On apprend bien des choses, à partir de ces 20 000 signes et de l’enquête menée par Jacques-Olivier Boudon, à la fois sur les mentalités paysannes de la IIIe République, sur les rapports entre l’Église et les élites républicaines alors que celles-ci tentent d’évincer les nostalgiques de l’Ancien Régime, et sur des formes d’anticléricalisme populaire et rural.

La République admirée depuis la Durance

Joachim a un avis tranché sur les évolutions politiques dont Paris est le centre, mais dont les retombées sur la vie d’un artisan-paysan des Hautes Alpes sont importantes :

La république a fait de belles choses en 1881. Janvier et février a fait fermer 200 couvents, diminué les curés et évêques d’un tiers. A prohibé les croix au cimetière et honneurs fantasques. Les religieuses ont été retirées des écoles publiques. Mis le service militaire à 40 mois de présence au corps ; augmenté des pensions militaires, augmenté les gradés, dépensé 10 millions aux forts de Briançon, dépensé 110 mille francs dans le torrent de Vachères pour plantations.

4 milliards qu’elle a dépensé en France pour les écoles publiques. Conquis la Tunisie, Sud Afrique avec 60 millions de dépense et peu d’hommes (p. 115).

Cinq-cent-seize signes, moins de deux tweets, pour baliser un positionnement résolument républicain : une touche de fierté nationale patriotique (renforcement militaire aux frontières, approbation des expéditions coloniales, et attachement à l’armée de conscrits), satisfaction face au développement de l’école publique, et une solide dose d’anticléricalisme. Le ton est donné.

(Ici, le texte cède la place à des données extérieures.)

PR #834, opened 2016-01-25
Creation of word-break @mixin

silversonicaxel:
Creation of word-break @mixin

### DIFF
--- a/app/assets/stylesheets/_bourbon.scss
+++ b/app/assets/stylesheets/_bourbon.scss
@@ -63,6 +63,7 @@
 @import "css3/transform";
 @import "css3/transition";
 @import "css3/user-select";
+@import "css3/word-break";
 
 @import "addons/border-color";
 @import "addons/border-radius";
--- a/app/assets/stylesheets/css3/_word-break.scss
+++ b/app/assets/stylesheets/css3/_word-break.scss
@@ -1,0 +1,9 @@
+@mixin wordbreak($wordbreak: normal) {
+  // normal|break-all|keep-all|initial|inherit
+  @include prefixer(word-break, $wordbreak, ms spec);
+
+	@if $wordbreak == break-all {
+		// Non standard for webkit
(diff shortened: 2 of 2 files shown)


tysongach:
Hi @silversonicaxel! Thanks for the PR.

Can you clarify the need for this mixin? Is there a specific prefix you need, for a specific browser?

As far as I know, the [CSS `word-break` property](https://developer.mozilla.org/en-US/docs/Web/CSS/word-break) doesn’t require prefixes, with the exception of IE8. [MDN](https://developer.mozilla.org/en-US/docs/Web/CSS/word-break#Browser_compatibility) actually discourages the use of the `-ms-`, though, and [Can I Use](http://caniuse.com/#feat=word-break) shows either no support, partial support (i.e. support for only a portion of the spec), or full support, but no indication that prefixes are needed.

Also, as this time, we are working on Bourbon 5, which removes _all_ prefixing mixins and we are encouraging people to use Autoprefixer, instead. More info: https://github.com/thoughtbot/bourbon/issues/702

silversonicaxel:
Hi @tysongach 
I thought it was also interesting (in a retrospective view) to use it just for a better security in limit scenarios. Plus I added an extra line of code to correct a behaviour for webkit non-standard support. 
My scenario was a combination of hyphens and word-break attributes, so I thought it could have been convenient to have also the word-break mixin. That's it. Thanks for the answer anyway.

tysongach:
Does our [`word-wrap`](http://bourbon.io/docs/#word-wrap) mixin not solve your needs?

I’m going to close this, as we don’t want to build mixins around accounting for bugs. The `-ms-` prefix was—seemingly—never actually required (it was just a synonym to the spec property in IE8 and we also no longer support IE8). The non-standard `break-word` value in WebKit was also a bug, and appears to have been fixed: https://bugs.webkit.org/show_bug.cgi?id=123782

PR #837, opened 2016-01-26
Use a Sass map for Bourbon’s global settings

tysongach:
Using variables for global configuration settings in Bourbon is a bit sloppy and can cause some issues.

One issue is that they are not currently name-spaced. So if you already had—for example—a `$modular-scale-base` variable in your project, or from another library/framework, a collision can occur.

We could solve for this by prefixing each Bourbon setting variable like:

```scss
$bourbon-asset-pipeline: …;
$bourbon-global-font-file-formats: …;
// etc…
```

But that’s a lot of `$bourbon-` repetition…

Instead we can use maps to encapsulate settings in a nice name-spaced manner.

```scss
$_bourbon-defaults: (
  "global-font-file-formats": ttf woff2 woff,
  "modular-scale-base": 1em,
  "modular-scale-ratio": $major-third,
  "rails-asset-pipeline": false,
);
```

And if someone would like to change a default setting, they can just put it in a `$bourbon` map within their project:

```scss
$bourbon: (
  "rails-asset-pipeline": true,
);
```

~~:warning: This is a WIP and doesn’t actually work yet; just looking for high-level feedback for now…~~

#### To-do
- [x] Document
- [x] Test


core/bourbon/settings/_settings.scss
```diff
@@ -0,0 +1,43 @@
...
+  "modular-scale": (
+    "base": 1em,
+    "ratio": $major-third,
+  ),
+  "rails-asset-pipeline": false,
+);
+
+/// User overrides of Bourbon configuration settings
+///
+/// @type map
```
whmii: Is this a sass docs thing? what's goin on here?

whmii:
Wow, bourbon has less settings than I would have assumed. I hear you can wrap `map-get()` in a function to make it look cooler. Maybe you should try that :trollface: 

LGTM :kissing_closed_eyes:

core/bourbon/settings/_settings.scss
tysongach: Yes, these are SassDoc comments. This particular line is indicating that this variable is a map.

tysongach:
@HugoGiraudel Would love your review of this, if you’re up for it!

core/bourbon/settings/_bourbon-get-setting.scss
```diff
@@ -0,0 +1,13 @@
...
+///
+/// @argument {string} $setting
+///
+/// @example scss
+///   _bourbon-get-setting(rails-asset-pipeline)
+///
+/// @access private
+
+@function _bourbon-get-setting($setting) {
+  $settings: map-merge($_bourbon-defaults, $bourbon);
```
HugoGiraudel: I must say I don’t know what is the fastest options between the two following expressions:

```scss
@return map-get(map-merge($_bourbon-defaults, $bourbon), $setting);
```

```scss
@return map-get($bourbon, $setting) or map-get($_bourbon-defaults, $setting);
```

It would be interesting to ask someone who knows or to run a benchmark.

core/bourbon/settings/_settings.scss
```diff
@@ -0,0 +1,33 @@
...
+///   Global base ratio for the `modular-scale` function
+///
+/// @property {bool} rails-asset-pipeline [false]
+///   Enable or disable the `$asset-pipeline` variable for all functions that
+///   accept it.
+///
+/// @access private
+
+$_bourbon-defaults: (
+  "global-font-file-formats": ttf woff2 woff,
```
HugoGiraudel:
```scss
('ttf', 'woff2', 'woff')
```

core/bourbon/settings/_settings.scss
```diff
@@ -0,0 +1,33 @@
...
+  "modular-scale-base": 1em,
+  "modular-scale-ratio": $major-third,
+  "rails-asset-pipeline": false,
+);
+
+/// User overrides of Bourbon configuration settings
+///
+/// @type map
+
+$bourbon: ();
```
HugoGiraudel: Missing `!default`.

HugoGiraudel:
Added a few comments but it looks good otherwise. :)

tysongach:
Thanks @HugoGiraudel!

core/bourbon/settings/_bourbon-get-setting.scss
tysongach: Interesting point. We were discussing performance around this…

I like the clarity of your first option and am going to run with that for the moment, but will try to benchmark sometime.

PR #841, opened 2016-02-03
Refactor clearfix mixin to use block display

whmii:
The presence of `display: table` is part of an accommodation for multiple
vertical margins attempting to collapse in to each other. To preserve more
standard functionality, it is preferred that the object is clearfixed without
effecting margin behavior.

See: http://cssmojo.com/the-very-latest-clearfix-reloaded


whmii:
hmm, didn't see that in the tests, will fix this afternoon.

tysongach:
- [ ] Fix broken tests
- [ ] Update the `@link` to the article posted above

PR #842, opened 2016-02-03
Add the ability to update bourbon settings with the `bourbon-setting()` function

whmii:


tysongach:
@whmii Can you please add a description and an example of what this accomplishes?

Also, it’s tough to track a branch off a branch. Especially since the other branch has an open PR that is still a work-in-progress. Can we close this and converse over on #837?

tysongach:
The work in the other PR wasn’t actually working yet, but just for kicks, I also tried the changes here and can’t seem to get it to work as expected: http://codepen.io/tysongach/pen/EPeKVo

tysongach:
#837 has been updated and merged, and no longer reflects/matches changes made here. The current purpose of the `_bourbon-get-setting` function is to serve one-need: retrieve a discrete global setting. I don’t believe mixing that purpose with re-setting, or updating a setting serves a need we have.

PR #846, opened 2016-02-05
Deprecrate the $weight and $style arguments in the font-face mixin

tysongach:
Now that the `font-face` mixin accepts additional CSS rules via the `@content` directive (235671948ef3a9c343c4391d250082a0373c8d83), it no longer makes sense to have weight and style as arguments, which we never need to manipulate.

Ce n’est en général pas dans le monde paysan qu’on s’attend à voir fleurir l’anticléricalisme. Joachim n’est cependant pas un représentant standard de son milieu social. La famille de son père, lui-même menuisier, est implantée depuis plusieurs générations aux Crottes (le nom ancien du village, raccourci depuis en Crots, pour d’évidentes raisons de convenance phonétique), ses aïeux paternels sont cultivateurs et catholiques. Du côté de sa mère, la famille est protestante, et provient du village de Cliousclat, dans la Drôme, qui abrite une importante communauté huguenote. Aucune trace d’un mariage religieux dans les archives diocésaines de Gap pour le mariage de ses parents, Joachim a été conçu hors mariage, ses parents se sont mariés (civilement) un mois avant sa naissance, et lui-même déclaré « fils illégitime et naturel de Jean-Joseph Martin et d’Adélaïde Laville hérétique ». Ce point de départ est sans doute de nature à éveiller le sens critique, et à tenir les fanatismes religieux à distance raisonnable.

Un curé harceleur et rebouteux

Le parquet du château de Picomtal révèle cependant des secrets beaucoup plus ciblés, qui nous entraînent bien au-delà de ces considérations socio-religieuses. Joachim n’apprécie guère le curé de son village, avec qui il a plus qu’un œuf à peler. Ce n’est pas d’hier que la vie privée des ecclésiastiques interfère avec leur ministère ; aujourd’hui, c’est la pédophilie qui est sous les feux de l’actualité, en 1880 l’abbé Lagier dévoyait la confession en séance de harcèlement sexuel à l’égard de ses paroissiennes – et on ne peut exclure que certaines de ses cibles aient été mineures, ce qui rejoindrait l’actualité. Joachim, alerté par ce que sa femme a subi, n’apprécie pas :

D’abord je lui trouve un grand défaut de trop s’occuper des ménages, de la manière que l’on baise sa femme. Combien de fois par mois, si on la saute, si on fait levrette, si on l’encule, enfin je ne sais combien de choses qu’il a demandées et défendu à toutes les femmes du quartier. De quel droit misérable. Qu’on le pende ce cochon. (p. 129)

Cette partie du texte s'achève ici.